Einblicke in die Psyche eines Serienmörders: "Ich wollte einfach nur sichergehen, dass die auch wirklich tot ist. 100 Prozent tot." Es ist der 21. Juni 1984, als die Berliner Kripo in den frühen Morgenstunden einen 24-jährigen Mann festnimmt. Er soll tags zuvor eine Schülerin vergewaltigt und unsäglich gequält haben.
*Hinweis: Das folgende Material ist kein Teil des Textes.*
PR #7671, opened 2018-03-17
[runtime] Fix mono_msec_boottime () so it compiles on older ios versions, clock_gettime () is only available from ios 10.

vargaz:


akoeplinger:
We'll need to backport to 2018-02 and 2017-12. Though given that we already found a problem with this I wonder if we should just revert the boottime change in 2017-12?

vargaz:
It would be better to revert for now.

vargaz:
@monojenkins build OS X x64

akoeplinger:
@monojenkins backport 2018-02

akoeplinger:
Oh, seems @alexischr already reverted in 2018-02: https://github.com/mono/mono/commit/c2fe39f13efb5aea8df6651052d06963a1d2288b

PR #7676, opened 2018-03-19
[metadata] Don't leak methods when running with a profiler attached.

### LINKED ISSUE #6171: Runtime should free methods when profilers are attached
`mono_free_method` currently does nothing if a profiler is attached. This is because of a bunch of hacks in the log profiler that result in keeping `MonoMethod` pointers around potentially for longer than their actual lifetime. The thread-local method list is one such hack.

We should investigate whether this can be fixed.

alexrp:
Let's see what happens now that #7555 is merged.

Fixes #6171.

### DIFF
--- a/mono/metadata/loader.c
+++ b/mono/metadata/loader.c
@@ -1955,11 +1955,7 @@ void
 mono_free_method  (MonoMethod *method)
 {
 	MONO_PROFILER_RAISE (method_free, (method));
-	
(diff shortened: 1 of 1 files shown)


alexrp:
This seems to break IronJS. Will investigate.

alexrp:
Will revisit this later. Closing for now.

Issue #7449, opened 2018-03-06
PInvoke to function that takes a struct with an array of double gets incorrect results on Android


brianradunity:
## Steps to Reproduce

This issue was discovered by a Unity user running a Mono player on an Android device.  When calling the DLLImport function defined below on Android, the native function receives incorrect data.

Source code for native function is located here: https://github.com/Gobra/UAM_Params/tree/master/source/cpplib-1.0

This corresponds to Unity issue: https://issuetracker.unity3d.com/issues/android-mono-dllimport-function-doesnt-receive-passed-parameters

c# code calling native function:

```csharp
[Serializable]
[StructLayout(LayoutKind.Sequential)]
public struct Rectangle
{
	public int X;
	public int Y;
	public int Width;
	public int Height;
		
	public Rectangle(int x, int y, int width, int height)
	{
		X = x;
		Y = y;
		Width = width;
		Height = height;
	}
}

[Serializable]
public struct Scalar
{
	public double Val0;
	public double Val1;
	public double Val2;
	public double Val3;

	public Scalar(double v0, double v1, double v2, double v3)
	{
		Val0 = v0;
		Val1 = v1;
		Val2 = v2;
		Val3 = v3;
	}
}

/// <summary>
/// DllExports
/// </summary>
internal static class Native
{
	[DllImport("CppLib", CallingConvention = CallingConvention.Cdecl, CharSet = CharSet.Ansi)]
	[return: MarshalAs(UnmanagedType.LPStr)]
	public static extern string binding(IntPtr ptr, Rectangle rect, Scalar color, int thickness, int lineType, int shift);
}
 public static void main()
{
    string formatted = Native.binding(IntPtr.Zero, new Rectangle(10, 10, 100, 20), new Scalar(32, 64, 128, 256), 1, 2, 3);
}
```

## Current Behavior

Return string is:
"ptr, {10, 10, 100, 20 }, color = { 0.0, 0.0, 0.0, 0.0 }, 2, 3, 0"

## Expected Behavior

The output string of the above native.binding() call should be:
"ptr, { 10, 10, 100, 20 }, color = { 32.0, 64.0, 128.0, 256.0 }, 1, 2, 3"

### On which platforms did you notice this

[ ] macOS
[ ] Linux
[ ] Windows
[x] Android

**Version Used**:

recent master

### Stacktrace

```
Please paste the stacktrace here if available.
```

EgorBo:
[...]

PR #7691, opened 2018-03-19
[arm] fix stack alignment for structs

lewurm:
fixes https://github.com/mono/mono/issues/7449

/cc @joncham

### DIFF
--- a/mono/tests/pinvoke11.cs
+++ b/mono/tests/pinvoke11.cs
@@ -60,6 +60,39 @@ public struct NestedFloat {
 	public float f4;
 }
 
+[Serializable]
+[StructLayout(LayoutKind.Sequential)]
+public struct Rectangle
+{
+	public int X;
+	public int Y;
+	public int Width;
+	public int Height;
+
+	public Rectangle(int x, int y, int width, int height)
+	{
+		X = x;
+		Y = y;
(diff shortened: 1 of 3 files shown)


vargaz:
Looks good in theory, hopefully it won't break anything.

lewurm:
I've tested it on Linux armv5 and armv7. I'm a bit concerned about iOS 32bit.

mono/tests/pinvoke11.cs
```diff
@@ -159,6 +196,12 @@ static int Main()
 		if (f.fi.f1 != 1.0)
 			return 12;
 
+		Rectangle rect = new Rectangle (10, 10, 100, 20);
+		Scalar4 sc4 = new Scalar4 (32, 64, 128, 256);
+		var sc4_ret = mono_return_struct_4_double (IntPtr.Zero, rect, sc4, 0x1337, 0x1234, 0x9876);
+		if (sc4_ret != "sc4 = {32.0, 64.0, 128.0, 256.0 }, a=1337, b=1234, c=9876\n")
+			return 13;
```
luhenry: You should print `sc4_ret` in case it fails, so we have some information in CI.

luhenry:

PR #8271, opened 2018-04-16
[Tailcall] Generally remove underscores and spaces in "tail_call", "T…

jaykrell:
…AIL_CALL", "tail call", etc.

Also standalone "tail" to "tailcall".
For consistency and ease of search -- "longer words are better".
Leave profiler alone generally.

This is pure line damage, yes, and makes the code easier to search and maintain.


lewurm:
line damage is okay if it isn't mixed with actual changes imho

Doch was Günther Jacoby den Kriminalbeamten in den folgenden Tagen erzählt, übertrifft die schlimmsten Erwartungen: Der verheiratete Maurer gesteht ungerührt eine ganze Serie von Foltermorden an jungen Frauen. Nach zwei Jahren der Angst ist die "Phantomjagd" zu Ende, "Deutschlands unheimlichster Frauenmörder" ist gefasst, Berlins Bevölkerung atmet auf. Der Kriminalhauptkommissar Stephan Harbort beschreibt und analysiert den schrecklichen Fall. Er präsentiert eine spannende Chronik der Ereignisse und das Psychogramm eines Serienmörders, dessen Bekenntnisse in dieser Form erstmals zu lesen sein werden.

Über den Autor

Stephan Harbort, 1964 in Düsseldorf geboren und dort lebend, Dipl. Verwaltungswirt, Kriminalhauptkommissar, langjähriger Lehrbeauftragter an der FH Düsseldorf und führender Serienmordexperte. Er sprach mit mehr als sechzig Serienmördern, entwickelte international angewandte Fahndungsmethoden zur Überführung von Gewalttätern und ist als Fachberater für TV-Beiträge tätig. Durch seine Fernsehauftritte bei Günther Jauch, Johannes B. Kerner und Frank Elstner ist er einem breiten Publikum bekannt.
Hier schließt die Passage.